3.Nuclear scan shows reduced vascular phase, decreased or disappeared parenchymal phase, and “fried ring sign”.
(IV) Differential diagnosis
1.Acute epididymitis: color Doppler testicular comparative examination on both sides, such as the loss of arterial blood supply of the affected testicle is generally testicular torsion. In contrast, if it is epididymitis, the testis and epididymis on the side of the lesion are rich in blood flow. Epididymitis raises the reflex to exist, while testicular torsion raises the testicular reflex to weaken or disappear.

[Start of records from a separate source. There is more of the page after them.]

PR #3013, opened 2025-03-07
FEAT: all engine support reasoning_content

amumu96:
> Model ID: deepseek-r1-distill-qwen
> Model Size: 15 Billion Parameters
> Model Format: pytorch
> Model Quantization: none

vLLM without reasoning：
image

vLLM with reasoning：
image

Transformers without reasoning：
image

Transformers with reasoning：
image

SGLang without reasoning：
image

SGLang with reasoning：
image

llama.cpp without reasoning：
pass

llama.cpp with reasoning：
pass

MLX without reasoning：
pass

MLX with reasoning：
pass

> Model ID: qwen2.5-instruct
> Model Size: 5 Billion Parameters
> Model Format: pytorch
> Model Quantization: none

Transformers：
image

vLLM：
image

SGLang：
image

llama.cpp:
image

MLX:
pass

### DIFF
--- a/xinference/model/llm/core.py
+++ b/xinference/model/llm/core.py
@@ -57,6 +57,7 @@ class LLM(abc.ABC):
         self.model_spec = model_spec
         self.quantization = quantization
         self.model_path = model_path
+        self.reasoning_parser = None
         if args:
             raise ValueError(f"Unrecognized positional arguments: {args}")
         if kwargs:
--- a/xinference/model/llm/core.py
+++ b/xinference/model/llm/core.py
@@ -120,7 +120,7 @@ class LLM(abc.ABC):
     ) -> bool:
         raise NotImplementedError
 
-    def should_stream_with_reasoning_parsing(self, reasoning_content):
+    def prepare_parse_reasoning_content(self, reasoning_content):
         # Initialize reasoning parser if model has reasoning ability
         if "reasoning" in self.model_family.model_ability and reasoning_content:
             module_name = self.model_family.model_family or self.model_family.model_name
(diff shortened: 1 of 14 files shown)


xinference/model/llm/core.py
```diff
@@ -117,6 +120,16 @@ def match(
     ) -> bool:
         raise NotImplementedError
 
+    def should_stream_with_reasoning_parsing(self, reasoning_content):
```
qinxuye, line 123: Could rename to `prepare_parse_reasoning_content`.

xinference/model/llm/utils.py
```diff
@@ -565,7 +566,14 @@ def _eval_tool_arguments(cls, model_family, c):
         return result
 
     @classmethod
-    def _tool_calls_completion_chunk(cls, model_family, model_uid, c, chunk_id=None):
+    def _tool_calls_completion_chunk(
```
qinxuye, line 569: This function is not only for tool call, maybe we can call it `_post_process_completion_chunk`

xinference/model/llm/utils.py
```diff
@@ -616,7 +635,13 @@ def _tool_calls_completion_chunk(cls, model_family, model_uid, c, chunk_id=None)
         }
 
     @classmethod
-    def _tool_calls_completion(cls, model_family, model_uid, c):
+    def _tool_calls_completion(
```
qinxuye, line 638: And this function could be renamed to `_post_process_completion` as well

qinxuye (approved):
LGTM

2. Testicular adnexal torsion: In the early stage, if the scrotum of the child is not obviously red or swollen, a small painful nodule may be felt on the testicle, and a dark blue spot is visible through the scrotal skin. The spermatic cord is usually not swollen and there is no pressure pain in the groin area.
Treatment
1. Surgical exploration shows that there is often bloody exudate in the sphincter. The testis, epididymis and the junction of the spermatic cord are twisted and thin. According to the time of torsion and the degree of ischemia, the testis is light red, pale white, blue or black. Almost all testes were preserved within 2 h of onset, and almost all testes were necrotic after 24 h. After torsion and repositioning, the blood supply to the testis can be observed by applying warm saline for a few minutes, and at the same time, several small holes can be punctured on the side of the testis to the epididymis with the tip of a needle to remove the blood to facilitate the recovery of the blood supply and to check the blood supply to the testis. In case of adnexal torsion, resection is feasible.
2.Testicular fixation If the blood supply to the testis is good, testicular fixation is feasible.
3.Orchiectomy If the testicle is black, it is confirmed that the testicle is ischemic and necrotic, orchiectomy should be performed.
Prevent]
The ischemic necrosis after testicular torsion is related to the onset time of testicular torsion and the degree of torsion, almost all testicles within 2h can be preserved, and almost all testicles after 24h are necrotic. If the testis is torsioned 90 degrees, the testis is necrotic only after 7 days, and if the testis is torsioned 720 degrees, testicular infarction occurs in 2 hours. Therefore, once testicular torsion is suspected, surgical exploration should be actively performed.